Thanks to Jesús López for pointing out some errors


This is the first post I'm going to write about Category Theory.

I've been wanting to learn Category Theory for a while, since it seems to have practical applications in software.

This series will be based on the great book Bartosz Milewski wrote some time ago. To contribute to this cause, I've implemented the exercises he proposed in scala, and also wrote Property Tests with scalacheck. I hope you enjoy this series, and don't hesitate to comment or fixing/improving this content.

Category: The Essence of Composition

What is a category?, from Wikipedia:

In mathematics, a category is an algebraic structure similar to a group but without requiring inverse or closure properties.
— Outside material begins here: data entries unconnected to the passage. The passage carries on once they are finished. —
PR #7036, opened 2026-06-01
fix(python): clamp target partition sizing

ddupg:
Fix Python target partition size inference to clamp the derived IVF partition count to `1..=4096`, matching the Rust path.

The previous helper used `4096` as a lower bound, which produced oversized partition counts for small datasets and missed the upper bound for large datasets.


Xuanwo (approved):
Thanks for the fix1

PR #7039, opened 2026-06-01
feat: expose getters for ScalarIndexExec

LuQQiu:
Expose `dataset()` and `expr()` getters on `ScalarIndexExec` so that downstream physical optimizer rules can inspect the node and build optimized execution plans on top of it.


wjones127 (approved):
Seems reasonable!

It comprises "objects" that are linked by "arrows". A category has two basic properties: the ability to compose the arrows associatively and the existence of an identity arrow for each object. A simple example is the category of sets, whose objects are sets and whose arrows are functions.

In short, a category is form by objects and arrows, and they can compose. This is best shown with an image:

Each arrow can be composed, f.e: If A -> B and B -> D then there must be an arrow from A -> D. Arrows can be called morphisms, they can be composed. In the image above, you have:

Composition reads from right to left: g∘f would be g(f(x)).

Properties of Composition

  1. Associativity: f∘(g∘h) == (f∘g)∘h == f∘g∘h.
  2. For every object exists an Identity Arrow, it goes from the object to itself: f∘IDₐ = f == IDₐ∘f = f, as shown below:

Examples in Scala

Now that I've shown you a bit of theory, lets implement it in scala. As I said at the beginning of the post, I will be using property based tests to check the implementation is correct and satisfy the category properties, that is, Identity and associativity.

Here is the definition of a simple Category (Its actually an instance of a Category, the category Hask in this case). A Hask category has types as objects and arrows as functions. You can check the full code at Category.scala in my github repo.

object Category {
  def Id[T](x: T) = x
  def compose[A, B, C](f: A => B, g: B => C): A => C =
     f andThen g

Simple enough, an identity function and a function that compose two functions. Now lets try to prove this implementation is correct using property based tests.

Property tests

Identity Property

To simplify the post, I'm going to show only the important snippets of code, you can check the entire code at github.

property("a == Id(a)") {
  check(forAll { i:String =>
    Category.Id(i) === i

property("Id∘f = f") {
  check(forAll { i: Int =>
    Category.Id(square(i)) === square(i)

property("f∘Id = f") {
  check(forAll { i: Int =>
    f(Category.Id(i)) === f(i)

The first property states that for all Strings you can possibly pass to the identity function, the identity will always be the String the function was passed to as argument.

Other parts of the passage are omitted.